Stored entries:
---------------
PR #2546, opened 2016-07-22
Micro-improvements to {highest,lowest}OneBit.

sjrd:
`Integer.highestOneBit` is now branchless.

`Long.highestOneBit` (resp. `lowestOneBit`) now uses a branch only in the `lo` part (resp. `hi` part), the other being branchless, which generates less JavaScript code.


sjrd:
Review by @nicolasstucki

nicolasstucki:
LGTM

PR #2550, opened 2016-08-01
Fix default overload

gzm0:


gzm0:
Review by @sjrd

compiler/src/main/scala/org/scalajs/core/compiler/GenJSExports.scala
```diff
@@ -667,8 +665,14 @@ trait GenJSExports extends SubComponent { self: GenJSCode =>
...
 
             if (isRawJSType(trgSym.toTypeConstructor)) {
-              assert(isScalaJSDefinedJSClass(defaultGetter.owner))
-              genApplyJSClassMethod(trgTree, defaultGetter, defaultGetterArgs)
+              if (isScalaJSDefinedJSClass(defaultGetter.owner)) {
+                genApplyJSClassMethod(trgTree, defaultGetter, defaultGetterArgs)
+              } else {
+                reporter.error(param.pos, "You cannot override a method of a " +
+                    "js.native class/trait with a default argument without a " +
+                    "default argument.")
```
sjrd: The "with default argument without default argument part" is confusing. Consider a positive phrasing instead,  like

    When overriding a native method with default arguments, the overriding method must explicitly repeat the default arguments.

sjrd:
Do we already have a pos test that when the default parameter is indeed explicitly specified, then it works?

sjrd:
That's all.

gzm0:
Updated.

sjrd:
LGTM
---------------
== WHAT IS NEEDED ==
Repeat the whole of the data above exactly, keeping every word.

== ANSWER BOX ==
PR #2546, opened 2016-07-22
Micro-improvements to {highest,lowest}OneBit.

sjrd:
`Integer.highestOneBit` is now branchless.

`Long.highestOneBit` (resp. `lowestOneBit`) now uses a branch only in the `lo` part (resp. `hi` part), the other being branchless, which generates less JavaScript code.


sjrd:
Review by @nicolasstucki

nicolasstucki:
LGTM

PR #2550, opened 2016-08-01
Fix default overload

gzm0:


gzm0:
Review by @sjrd

compiler/src/main/scala/org/scalajs/core/compiler/GenJSExports.scala
```diff
@@ -667,8 +665,14 @@ trait GenJSExports extends SubComponent { self: GenJSCode =>
...
 
             if (isRawJSType(trgSym.toTypeConstructor)) {
-              assert(isScalaJSDefinedJSClass(defaultGetter.owner))
-              genApplyJSClassMethod(trgTree, defaultGetter, defaultGetterArgs)
+              if (isScalaJSDefinedJSClass(defaultGetter.owner)) {
+                genApplyJSClassMethod(trgTree, defaultGetter, defaultGetterArgs)
+              } else {
+                reporter.error(param.pos, "You cannot override a method of a " +
+                    "js.native class/trait with a default argument without a " +
+                    "default argument.")
```
sjrd: The "with default argument without default argument part" is confusing. Consider a positive phrasing instead,  like

    When overriding a native method with default arguments, the overriding method must explicitly repeat the default arguments.

sjrd:
Do we already have a pos test that when the default parameter is indeed explicitly specified, then it works?

sjrd:
That's all.

gzm0:
Updated.

sjrd:
LGTM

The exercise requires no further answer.